PR #8100, opened 2022-01-13
added caching to CI

### LINKED ISSUE #6728: Add caching to our workflows
There are github actions for caching things like python and node dependencies, which may speed up our CI tasks considerably after first run. We should look into applying https://github.com/actions/cache to our workflow files.

danielfmiranda:
Closes #6728

Docs Referenced:
https://docs.github.com/en/actions/advanced-guides/caching-dependencies-to-speed-up-workflows
https://github.com/actions/setup-python
https://github.com/actions/setup-node


.github/workflows/continous-integration.yml
```diff
@@ -71,6 +72,7 @@ jobs:
     - uses: actions/setup-python@v2
       with:
         python-version: 3.8
+        cache: 'pip'
```
danielfmiranda, line 75: According to https://github.com/actions/setup-python, we can set the "cache" flag, which uses https://github.com/actions/toolkit/tree/main/packages/cache under the hood!

.github/workflows/continous-integration.yml
```diff
@@ -25,6 +25,7 @@ jobs:
     - uses: actions/setup-node@v2
       with:
         node-version: 14
+        cache: 'npm'
```
danielfmiranda, line 28: According to https://github.com/actions/setup-node, we can set the "cache" flag, which uses https://github.com/actions/toolkit/tree/main/packages/cache under the hood!

Pomax (approved):
sweet

PR #8112, opened 2022-01-14
7257 MultipageNavMobile component should not be a react component

### LINKED ISSUE #7257: MultipageNavMobile component should be a Django template/partial instead of a React component
MultipageNavMobile component should honestly be a more simple component with minimum js

fessehaye:
Closes #7257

● **YOUR TASK**
With nothing added or dropped, reproduce all the data exactly.

● **RESPONSE BOX**
PR #8100, opened 2022-01-13
added caching to CI

### LINKED ISSUE #6728: Add caching to our workflows
There are github actions for caching things like python and node dependencies, which may speed up our CI tasks considerably after first run. We should look into applying https://github.com/actions/cache to our workflow files.

danielfmiranda:
Closes #6728

Docs Referenced:
https://docs.github.com/en/actions/advanced-guides/caching-dependencies-to-speed-up-workflows
https://github.com/actions/setup-python
https://github.com/actions/setup-node


.github/workflows/continous-integration.yml
```diff
@@ -71,6 +72,7 @@ jobs:
     - uses: actions/setup-python@v2
       with:
         python-version: 3.8
+        cache: 'pip'
```
danielfmiranda, line 75: According to https://github.com/actions/setup-python, we can set the "cache" flag, which uses https://github.com/actions/toolkit/tree/main/packages/cache under the hood!

.github/workflows/continous-integration.yml
```diff
@@ -25,6 +25,7 @@ jobs:
     - uses: actions/setup-node@v2
       with:
         node-version: 14
+        cache: 'npm'
```
danielfmiranda, line 28: According to https://github.com/actions/setup-node, we can set the "cache" flag, which uses https://github.com/actions/toolkit/tree/main/packages/cache under the hood!

Pomax (approved):
sweet

PR #8112, opened 2022-01-14
7257 MultipageNavMobile component should not be a react component

### LINKED ISSUE #7257: MultipageNavMobile component should be a Django template/partial instead of a React component
MultipageNavMobile component should honestly be a more simple component with minimum js

fessehaye:
Closes #7257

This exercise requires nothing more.